Engineering students catch top prizes at ASME competition

BLACKSBURG, Va., April 28, 2006 – The Virginia Tech chapter of the American Society of Mechanical Engineers (ASME) carried away several top awards — including one for the design of a fishing apparatus for a quadriplegic — during the recent ASME District F student conference hosted by the University of Tennessee.

The Virginia Tech undergraduate mechanical engineering (ME) students, under the guidance of their long-time faculty adviser Charles Reinholtz, an Alumni Distinguished Professor of ME, won first place in seven out of the eight competitions held during the conference.

The Virginia Tech chapter placed first in the Student Design Competition with “Hokie Hooker,” their version of a cost-effective, reliable apparatus that would enable a quadriplegic to cast a fishing lure accurately, retrieve it, make additional casts, and reel in a weight simulating a fish on at least one cast.
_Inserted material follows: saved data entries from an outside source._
PR #3959, opened 2026-09-14
Egress self-check (1/4): egress state and probe service (#3937)

web-engineer:
## Describe your changes

First of four PRs for the instance egress self-check (#3937), split from #3945 as requested. This one adds the service and state and wires it up; nothing calls it yet, so runtime behaviour is unchanged.

- `EgressService` (`server/src/domain/egress/egress.service.ts`): probes a list of reliability targets using the existing `NetworkService` providers (bare host = ICMP, `host:port` = TCP, `http(s)://` = HTTP). `assessAfterFailure()` is the entry point the check pipeline will call in PR 2: if egress is already degraded it returns `degraded`; otherwise it probes, and if no target is reachable it marks the instance degraded and starts the recovery poll loop. The loop re-probes at `egressPollIntervalSeconds` and clears the state when any target answers. Recovery is silent in this PR; the notification arrives in PR 3.
- `EgressState` persisted singleton (`egress-state.model.ts`, `.repository.mongo.ts`): atomic `markDegraded` / `markRecovered` so that with several worker processes only one performs each transition. `EgressStateService` is the read-only API-side accessor for PR 4.
- `AppSettings` gains `egressCheckEnabled`, `egressCheckTargets`, `egressPollIntervalSeconds`, `egressNotifications`, with Zod validation on the settings PATCH body. An empty target list falls back to the defaults (`1.1.1.1`, `8.8.8.8`).
- DI: `egressStateRepository` in shared services, `EgressStateService` in API services, `EgressService` constructed and `init()`-ed in the worker so a degraded episode survives a restart.
- Tests: `egressService.test.ts`, `egressStateService.test.ts`, `settingsValidation.test.ts`.

Next: PR 2 (`Check.egressStatus`, producer/evaluator hook, uptime exclusions), PR 3 (recovery notification), PR 4 (API route and UI). Compare views on the fork:

- https://github.com/web-engineer/Checkmate/compare/feat/egress-1-check-service...feat/egress-2-check-persistence
- https://github.com/web-engineer/Checkmate/compare/feat/egress-2-check-persistence...feat/egress-3-recovery-notification
- https://github.com/web-engineer/Checkmate/compare/feat/egress-3-recovery-notification...feat/egress-4-api-and-ui

- [x] I have **not** included any files that are not related to my pull request. `server/openapi.json` is regenerated and the diff is limited to the new settings fields.

🔧


server/src/domain/egress/egress.service.ts
```diff
@@ -0,0 +1,290 @@
...
+		return { ...base, type: "ping", url: target } as unknown as Monitor;
+	};
+
+	private probeTarget = async (target: string): Promise<EgressProbeResult> => {
+		const monitor = this.toProbeMonitor(target);
+		let timer: NodeJS.Timeout | undefined;
+
+		const { response, responseTime, error } = await timeRequest(() =>
+			Promise.race([
+				this.networkService.requestStatus(monitor),
```
ajhollid: There's no context passed here, so this will bypass a proxy if one has been set by the user.  Egress would always fail.  Proxy setting should be extracted and passed along as the second param.

server/src/domain/egress/egress.service.ts
```diff
@@ -0,0 +1,290 @@
...
+			return { ...base, type: "http", url: target } as unknown as Monitor;
+		}
+
+		const hostPort = HOST_PORT_PATTERN.exec(target);
+		if (hostPort) {
+			const host = hostPort[1] ?? hostPort[2];
+			return { ...base, type: "port", url: host, port: Number(hostPort[3]) } as unknown as Monitor;
+		}
+
+		return { ...base, type: "ping", url: target } as unknown as Monitor;
```
ajhollid: Ping provider sanitizes bare IPs

```
	private sanitizeHost(url: string): string {
		return url
			.replace(/^https?:\/\//, "")
			.replace(/\/.*$/, "")
			.replace(/:.*/, "");
	}
```

This would break the app if an IPV6 address was used for egress checks

server/src/domain/egress/egress.service.ts
```diff
@@ -0,0 +1,290 @@
...
+				target,
+				reachable: false,
+				responseTime,
+				message: error instanceof Error ? error.message : error ? String(error) : "No response",
+			};
+		}
+
+		return {
+			target,
+			reachable: response.status === true,
```
ajhollid: Not sure this is the right call here.  Does a 400 response mean egress failed?  I don't think so 🤔

server/src/domain/egress/egress.service.ts
```diff
@@ -0,0 +1,290 @@
...
+		const intervalMs = await this.readPollIntervalMs();
+		if (!this.polling) {
+			return;
+		}
+		this.pollTimer = setTimeout(() => void this.tick(), intervalMs);
+		// Never hold the process open for this loop; the state is persisted and init() resumes it on restart.
+		this.pollTimer.unref();
+	};
+
+	private tick = async () => {
```
ajhollid: Unless I'm missing something here, there's no reset of the singleton in the recovery path.

IE If i start with the service enabled, reach a degraded status, disable the service, and restart, I will be stuck in degraded service forever.

The singleton should have its state reset on recovery, as well as on init if the service is disabled.

server/src/domain/egress/egress.service.ts
```diff
@@ -0,0 +1,290 @@
...
+		const targets = (configured ?? []).map((target) => target.trim()).filter((target) => target.length > 0);
+		// An empty list would make "all unreachable" vacuously true, so fall back to the defaults.
+		return targets.length > 0 ? targets : [...DEFAULT_EGRESS_TARGETS];
+	};
+
+	// ****************************
+	// Event-triggered assessment
+	// ****************************
+
+	assessAfterFailure = async (): Promise<EgressStatus | null> => {
```
ajhollid: Presumanbly this will be called for _every_ check, which would be very expensive if you have a significant number of monitors.

This particular issue already has an established pattern in `ProxyResolver` for handling concurrent inflight checks.  For egress it can be even simpler, we should just store the egress check promise, and any concurrent checks get the same promise rather than creating a new one.

Check out the implementaiton in `ProxyResolver`.

server/src/domain/egress/egress.service.ts
```diff
@@ -0,0 +1,290 @@
...
+
+	probeTargets = async (targets: string[]): Promise<EgressProbeResult[]> => {
+		return await Promise.all(targets.map((target) => this.probeTarget(target)));
+	};
+
+	private resolveTargets = (configured: string[] | undefined): string[] => {
+		const targets = (configured ?? []).map((target) => target.trim()).filter((target) => target.length > 0);
+		// An empty list would make "all unreachable" vacuously true, so fall back to the defaults.
+		return targets.length > 0 ? targets : [...DEFAULT_EGRESS_TARGETS];
+	};
```
ajhollid: This creates a potentially hard to debug issue.  If for whatever reason you submitted an empty array for your targets, you would expect egress to fail, but it succeeds silently because of the default egress targets.

I suggest either blocking empty arrays at the validation level, or normalizing to the default values on submission of an empty array.  At least that way there's always an indication of what's going on.

server/src/domain/egress/egress-state.repository.mongo.ts
```diff
@@ -0,0 +1,67 @@
...
+			{ $setOnInsert: { singleton: true, status: "ok" } },
+			{ upsert: true, new: true, setDefaultsOnInsert: true }
+		).lean<EgressStateDocument>();
+		return this.toEntity(doc);
+	};
+
+	recordProbe = async (results: EgressProbeResult[], now: Date) => {
+		const doc = await EgressStateModel.findOneAndUpdate(
+			{ singleton: true },
+			{ $set: { lastProbeAt: now, lastProbeResults: results }, $setOnInsert: { singleton: true, status: "ok" } },
```
ajhollid: The set here is unguarded, so we have a concurrency issue.  Each probe assumes that the status it read is the current status, which may not be the case in the event of a slow probe.  I think the solution here is probably to pass the egress status along with the result.

server/src/domain/egress/egress-state.repository.mongo.ts
```diff
@@ -0,0 +1,67 @@
...
+		};
+	};
+
+	findSingleton = async () => {
+		const doc = await EgressStateModel.findOneAndUpdate(
+			{ singleton: true },
+			{ $setOnInsert: { singleton: true, status: "ok" } },
+			{ upsert: true, new: true, setDefaultsOnInsert: true }
+		).lean<EgressStateDocument>();
+		return this.toEntity(doc);
```
ajhollid: I think the intention here was something like

"Read if the doc exists, write a new one if it doesn't"

However what actually happens here is that `$set: {updatedAt: <now>}` is called on every read due to how timestamps work.


https://mongoosejs.com/docs/timestamps.html

This should be separated into clean read and writes to avoid this.

ajhollid:
@web-engineer on closer review here I think we're doing way too much duplication of existing functionality, notably the polling.

I think a more elegant solution here is to do something like

1. A check fails, call `assessAfterFailure` to check for egress
2. Instead of the timer and recovery loop currently implemented, insert an egress check job into the scheduler that handles the recovery situation.

There are some details that need to be worked out like deduping in flight egress checks, but there is an existing pattern for that in `ProxyResolver`

This requires some familiarity with how the job scheduler works, but it will reduce complexity significantly here.

I'm happy to jump in and handle that, as the rest of the persistence implementation looks fine to me.

Let me know if you want to work on it, want to pass it off to me, or have other thoughts on the implementation

web-engineer:
> Let me know if you want to work on it, want to pass it off to me, or have other thoughts on the implementation

If it’s ok with you @ajhollid I’ll take a quick look as I’ve several chunks to follow to get this across the line …

ajhollid:
> > Let me know if you want to work on it, want to pass it off to me, or have other thoughts on the implementation
> 
> If it’s ok with you @ajhollid I’ll take a quick look as I’ve several chunks to follow to get this across the line …

Sure, take your time, theres no rush.

web-engineer:
Reworked as suggested. The timer loop is gone. When `assessAfterFailure` marks egress degraded it upserts a global `egress` job row (interval from `egressPollIntervalSeconds`), and `DBQueueWorker` runs `EgressService.checkRecovery` for that job type. Each run records the probe while degraded and deletes its own row once any target answers, so a restart mid-episode needs no startup hook and any worker can pick the job up.

Concurrent failures share one in-flight assessment, same shape as the `ProxyResolver` cache with a 5 s window, so a burst of failing checks produces one probe rather than one per monitor. `deleteByIdAndType` now accepts a null refId for the global row.

Tests updated; the full server suite passes. Verified locally by seeding a degraded state and an `egress` job with an unreachable target, watching the job run and record probes, then switching the target to a reachable URL: state returned to ok, the job row was removed and the recovery was logged.

server/src/worker/worker.db-queue.ts
```diff
@@ -175,6 +181,9 @@ export class DBQueueWorker extends JobScheduler implements IQueueWorker {
 				case "cleanup-retention":
 					await this.helper.getCleanupRetentionJob()(); // Get job and execute
 					break;
+				case "egress":
+					await this.egressService.checkRecovery(); // Re-probe while degraded; removes its own row on recovery
```
ajhollid: Jobs belong in the worker helper, and should be called with a factory method like the above `getCleanupRetentionJob()`

server/src/domain/egress/egress.service.ts
```diff
@@ -0,0 +1,245 @@
...
+		await this.jobsRepository.upsertJob(seed);
+	};
+
+	private removeRecoveryJob = async () => {
+		await this.jobsRepository.deleteByIdAndType(null, "egress");
+	};
+
+	// Runs on the queue at the configured interval while degraded. Errors propagate so the queue records
+	// the failure and retries with its usual backoff.
+	checkRecovery = async (): Promise<void> => {
```
ajhollid: As far as I can tell, disabling the feature once it is started doesn't reset the state of the singleton.  IE start with enabled, enter degraded state, disable, restart -> we're still in degraded state.

Enabling/disabling the service should reset the state.

server/src/domain/egress/egress.service.ts
```diff
@@ -0,0 +1,245 @@
...
+		return { ...base, type: "ping", url: target } as unknown as Monitor;
+	};
+
+	private probeTarget = async (target: string): Promise<EgressProbeResult> => {
+		const monitor = this.toProbeMonitor(target);
+		let timer: NodeJS.Timeout | undefined;
+
+		const { response, responseTime, error } = await timeRequest(() =>
+			Promise.race([
+				this.networkService.requestStatus(monitor),
```
ajhollid: There's no context passed here, so if the user is using a global proxy their proxy is not passed along and all egress checks will always fail

server/src/domain/egress/egress.service.ts
```diff
@@ -0,0 +1,245 @@
...
+			return { ...base, type: "http", url: target } as unknown as Monitor;
+		}
+
+		const hostPort = HOST_PORT_PATTERN.exec(target);
+		if (hostPort) {
+			const host = hostPort[1] ?? hostPort[2];
+			return { ...base, type: "port", url: host, port: Number(hostPort[3]) } as unknown as Monitor;
+		}
+
+		return { ...base, type: "ping", url: target } as unknown as Monitor;
```
ajhollid: IPV6 addresses will fail here due to the sanitization in the ping service

server/src/api/validation/settingsValidation.ts
```diff
@@ -1,6 +1,15 @@
...
+import { MAX_EGRESS_POLL_INTERVAL_SECONDS, MAX_EGRESS_TARGETS, MIN_EGRESS_POLL_INTERVAL_SECONDS } from "@/domain/egress/egress.type.js";
 import { z } from "zod";
 
+// A reliability target is a bare host/IP (ICMP ping), host:port (TCP connect) or an http(s) URL.
+const egressTargetValidation = z
+	.string()
+	.trim()
+	.min(1)
+	.max(253)
+	.regex(/^(https?:\/\/\S+|[A-Za-z0-9.\-:[\]]+)$/, "Invalid egress target");
```
ajhollid: This will allow malformed egress targets like addresses with unbalanced brackets.  If you only had one invalid egress target you'd forever be stuck in degraded state

server/src/api/validation/settingsValidation.ts
```diff
@@ -42,6 +51,11 @@ export const updateAppSettingsBodyValidation = z
 			.optional(),
 		globalProxyEnabled: z.boolean().optional(),
 		globalProxyId: z.string().nullable().optional(),
+
+		egressCheckEnabled: z.boolean().optional(),
+		egressCheckTargets: z.array(egressTargetValidation).max(MAX_EGRESS_TARGETS).optional(), // empty list falls back to DEFAULT_EGRESS_TARGETS
+		egressPollIntervalSeconds: z.number().int().min(MIN_EGRESS_POLL_INTERVAL_SECONDS).max(MAX_EGRESS_POLL_INTERVAL_SECONDS).optional(),
+		egressNotifications: z.array(z.string().regex(/^[a-f\d]{24}$/i, "Invalid notification id")).optional(),
```
ajhollid: The `/i` flag will break the Open API spec since it is passed directly to Zod's `regex`.  The regex should be updated to handle upper and lower case instead of using the flag

server/src/domain/egress/egress-state.repository.mongo.ts
```diff
@@ -0,0 +1,67 @@
...
+	};
+
+	recordProbe = async (results: EgressProbeResult[], now: Date) => {
+		const doc = await EgressStateModel.findOneAndUpdate(
+			{ singleton: true },
+			{ $set: { lastProbeAt: now, lastProbeResults: results }, $setOnInsert: { singleton: true, status: "ok" } },
+			{ upsert: true, new: true, setDefaultsOnInsert: true }
+		).lean<EgressStateDocument>();
```
ajhollid, line 64: I believe the intention here was to read if the doc exists, write if it does not.  However, since timestamps are set on this doc, Mongo appends `$set: { updatedAt: new Date() }` whenever `findOneAndUpdate` is called.  

https://mongoosejs.com/docs/timestamps.html

server/src/domain/egress/egress.service.ts
```diff
@@ -0,0 +1,245 @@
...
+		if (this.assessment && this.assessment.expiresAt > now) {
+			return this.assessment.value;
+		}
+		// Cache the in-flight promise so concurrent failures share one probe
+		const value = this.assess();
+		this.assessment = { value, expiresAt: now + ASSESSMENT_TTL_MS };
+		// Don't cache an internal failure, so the next failing check retries
+		void value.then((status) => {
+			if (status === null && this.assessment?.value === value) this.assessment = null;
+		});
```
ajhollid: `null` is the sentinel returned by `assess` when the service is disabled, so this actually evicts the `disabled` status and we get excess reads. We need a dedicated sentinel for `disabled` instead of `null`

server/src/domain/egress/egress.service.ts
```diff
@@ -0,0 +1,245 @@
...
+
+	// Runs on the queue at the configured interval while degraded. Errors propagate so the queue records
+	// the failure and retries with its usual backoff.
+	checkRecovery = async (): Promise<void> => {
+		const state = await this.egressStateRepository.findSingleton();
+		if (state.status !== "degraded") {
+			// Another worker recorded the recovery, or the state was reset; nothing left to poll for.
+			await this.removeRecoveryJob();
+			return;
+		}
```
ajhollid: This is a race.

W1:  Runs recovery job, egress is good state set to OK
W2:  Check fails, reads state, see's OK, probes, egress fails, sets state to degraded, upserts
W1:  Reaches next line and deletes the row W2 just upserted

The end state of the race is service is degraded with no recovery job running.

The deletion of the row cannot be unconditional

server/src/domain/egress/egress.service.ts
```diff
@@ -0,0 +1,245 @@
...
+	// ****************************
+
+	assessAfterFailure = (): Promise<EgressStatus | null> => {
+		const now = Date.now();
+		if (this.assessment && this.assessment.expiresAt > now) {
+			return this.assessment.value;
+		}
+		// Cache the in-flight promise so concurrent failures share one probe
+		const value = this.assess();
+		this.assessment = { value, expiresAt: now + ASSESSMENT_TTL_MS };
```
ajhollid: ASSESMENT_TTL_MS == PROBE_TIMEOUT_MS so this doesn't actually work as expected in the slow case where request >= PROBE_TIMEOUT_MS.  Concurrent failures for the fast case work, but in the slow case new probe rounds will be started every time

server/src/domain/app-settings/app-settings.model.ts
```diff
@@ -42,6 +43,10 @@ const AppSettingsSchema = new Schema<AppSettingsDocument>(
 		globalThresholds: { type: thresholdsSchema },
 		globalProxyEnabled: { type: Boolean, default: false },
 		globalProxyId: { type: String, default: null },
+		egressCheckEnabled: { type: Boolean, default: false },
+		egressCheckTargets: { type: [String], default: () => [...DEFAULT_EGRESS_TARGETS] },
+		egressPollIntervalSeconds: { type: Number, default: DEFAULT_EGRESS_POLL_INTERVAL_SECONDS },
+		egressNotifications: { type: [String], default: () => [] }, // Notification ids, stored as strings like globalProxyId
```
ajhollid, line 49: Deleting a notification needs to cascade to this or we'll have dangling notification IDs and failing notifications

ajhollid (changes requested):
This is more along the lines of what I was thinking!  There are significant issues to resovle though, so please have a look at my comments in the code review.

Thanks for your work here!

server/src/worker/worker.db-queue.ts
web-engineer: Moved. `WorkerHelper.getEgressRecoveryJob()` returns the handler and `DBQueueWorker` calls it like the cleanup jobs. The only difference is that it takes the claimed `Job`, which the conditional delete below needs.

server/src/domain/egress/egress.service.ts
web-engineer: Right, it did not. `EgressStateService.reset()` now clears the singleton and removes any pending recovery job, and the settings controller calls it whenever `egressCheckEnabled` changes in either direction. `checkRecovery` also releases the job if it finds the feature disabled mid-episode.

server/src/domain/egress/egress.service.ts
web-engineer: Fixed. Probes go through `ProxyResolver.resolve()` with `proxyMode: "inherit"` and pass `{ proxyUrl }` in the check context, as `CheckProducer` does.

server/src/domain/egress/egress.service.ts
web-engineer: Fixed in `PingProvider.sanitizeHost`: a bracketed address is unwrapped and a bare IPv6 address is left intact; only a single colon is treated as a port separator. Tests added.

server/src/api/validation/settingsValidation.ts
web-engineer: Replaced the regex with `parseEgressTarget()`, one function used by both the validator and the probe, so anything the validator accepts is something the probe can address. Unbalanced brackets, non-address bracket contents and out-of-range ports are rejected. Tests cover each.

server/src/api/validation/settingsValidation.ts
web-engineer: Yes, the generated pattern was `^[a-f\d]{24}$/i`, which is invalid. Now `^[0-9a-fA-F]{24}$`, matching the status page validators. `openapi.json` updated.

server/src/domain/egress/egress-state.repository.mongo.ts
web-engineer: Confirmed against the Mongoose timestamps docs. `findSingleton` now does a plain `findOne` and only upserts when the document is missing, with the first-insert duplicate-key race handled the way `upsertEvaluate` does. An integration test checks that a read leaves `updatedAt` alone.

server/src/domain/egress/egress.service.ts
web-engineer: Fixed. `assess` returns `"disabled"` as its own result and it is cached like `ok` and `degraded`; only an internal failure (`null`) is evicted.

server/src/domain/egress/egress.service.ts
web-engineer: 😱 The row is now removed with `deleteGlobalJobIfUnchanged(type, job.nextScheduledAt)`. A worker that flips ok to degraded re-sets `nextScheduledAt` when it schedules the job, so the delete from the stale run does not match and its job survives. Workers that only observe an existing degraded state use `upsertJob`, which never touches the schedule. The job is also scheduled before `markDegraded` now, so a crash between the two leaves a stray row that the first run removes rather than a degraded state nothing polls. Integration test added for the conditional delete.

server/src/domain/egress/egress.service.ts
web-engineer: Fixed. An in-flight assessment is shared for as long as it runs; the settled result is then reused for 5 s. A slow round can no longer be duplicated.

server/src/domain/app-settings/app-settings.model.ts
web-engineer: Added. `NotificationsService.deleteById` calls `settingsService.removeEgressNotification(id)`, an atomic `$pull` in the settings repository, after the team-scoped delete succeeds.

web-engineer:
@ajhollid thanks for the review, all eleven were confirmed. Each is addressed in the two latest commits with a test per point.

A second pass over the diff turned up a few more, also fixed: the recovery job is scheduled before the degraded transition is recorded; an http probe counts any HTTP response (including 4xx/5xx) as reachable and only a transport failure against egress, so a single target returning 503 no longer degrades the instance; global job rows are addressed by one key (`deleteGlobalJob`); `PingProvider` takes `net` through its constructor like `PortProvider`; integration tests added for `MongoEgressStateRepository` and the global-row delete methods.

Verified live against a throwaway Mongo: enabled the check through the API, seeded a degraded episode with unreachable targets including IPv6, watched the job run and record probes, then disabled the check and confirmed the state returned to ok with the job row removed. Full server suite passes.

The default targets are ICMP only (`1.1.1.1`, `8.8.8.8`). Checked from a Checkmate pod on our cluster: `ping_group_range` is open, `/bin/ping` carries `cap_net_raw`, and both targets answer, as do TCP 53 and HTTPS. So the defaults work in the image as shipped. A deployment that drops `NET_RAW` would lose ICMP; if you would rather not depend on that, adding `1.1.1.1:53` and `8.8.8.8:53` to the defaults gives a TCP fallback. `egressNotifications` ids are checked to exist in PR 3, where the notification itself arrives, alongside the cascade added here.

ajhollid:
> @ajhollid thanks for the review, all eleven were confirmed. Each is addressed in the two latest commits with a test per point.
> 
> A second pass over the diff turned up a few more, also fixed: the recovery job is scheduled before the degraded transition is recorded; an http probe counts any HTTP response (including 4xx/5xx) as reachable and only a transport failure against egress, so a single target returning 503 no longer degrades the instance; global job rows are addressed by one key (`deleteGlobalJob`); `PingProvider` takes `net` through its constructor like `PortProvider`; integration tests added for `MongoEgressStateRepository` and the global-row delete methods.
> 
> Verified live against a throwaway Mongo: enabled the check through the API, seeded a degraded episode with unreachable targets including IPv6, watched the job run and record probes, then disabled the check and confirmed the state returned to ok with the job row removed. Full server suite passes.
> 
> The default targets are ICMP only (`1.1.1.1`, `8.8.8.8`). Checked from a Checkmate pod on our cluster: `ping_group_range` is open, `/bin/ping` carries `cap_net_raw`, and both targets answer, as do TCP 53 and HTTPS. So the defaults work in the image as shipped. A deployment that drops `NET_RAW` would lose ICMP; if you would rather not depend on that, adding `1.1.1.1:53` and `8.8.8.8:53` to the defaults gives a TCP fallback. `egressNotifications` ids are checked to exist in PR 3, where the notification itself arrives, alongside the cascade added here.

Awesome, thanks for making changes.  I'm liking the shape of this now, it's starting to feel solid.  I will do another review pass.  Thanks for being patient with this process, it's important to get the building blocks right!

ajhollid (approved):
This looks good, thanks for working with me on figuring out the implementation.

One caveat here is that eventually I think it would be good to include some sort of increasing backoff cap, be it arithmetic or geometric, on the scheduling of the egress job, and for that matter the clean up jobs as well.

Currently the backoff there is capped at 5 seconds :thinking: 

These types of job rarely exist so there's no need to poll so frequently in most cases.

Any road, that's a job for another day!  Thank you for your work here 🚀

For winning the design competition, the Virginia Tech chapter received $200 and another $1,000 in travel funds for the national ASME competition in Chicago in November.

Several individual Virginia Tech ME students also won awards during the District F Conference. Tiffany Murray, a senior from Norfolk, Va., won first place in the Technical Web Page Competition.

In a series of “Old Guard” competitions, which are sponsored by retired ASME members who continue to support student activities, Ramtin Taheri, a senior from Virginia Beach, Va., placed first in the Technical Content Competition; Amanda Thomas, the chapter’s chair for the year and a senior from Vienna, Va., placed first in the Technical Poster Competition; and Taheri placed second and Greg Vonder Reith, a senior from Fredericksburg, Va., placed fourth, in the Oral Presentation Competition.

The Virginia Tech chapter also placed first in the Ingersoll-Rand Contest, which recognizes the most active student chapter in the district for the academic year. “In the five years that this award has been presented, our chapter has finished first three times and second twice,” Reinholtz said. “This should again put us in good position to compete for the title of the most active student ASME section in the world.”

In addition, the Virginia Tech chapter won the Student Kilometer Award, for bringing the most participants the longest distance, and the Students in Attendance Award for having the largest number of students at the conference.

“I want to convey a special thanks to our chair, Amanda Thomas, for leading the student section to another banner year,” Reinholtz said.

ASME District F includes engineering schools from Alabama, Delaware, District of Columbia, Florida, Georgia, Maryland, Mississippi, North Carolina, South Carolina, Tennessee and Virginia.

The College of Engineering at Virginia Tech is internationally recognized for its excellence in 14 engineering disciplines and computer science. The college’s 5,500 undergraduates benefit from an innovative curriculum that provides a “hands-on, minds-on” approach to engineering education, complementing classroom instruction with two unique design-and-build facilities and a strong Cooperative Education Program. With more than 50 research centers and numerous laboratories, the college offers its 1,800 graduate students opportunities in advanced fields of study such as biomedical engineering, state-of-the-art microelectronics, and nanotechnology.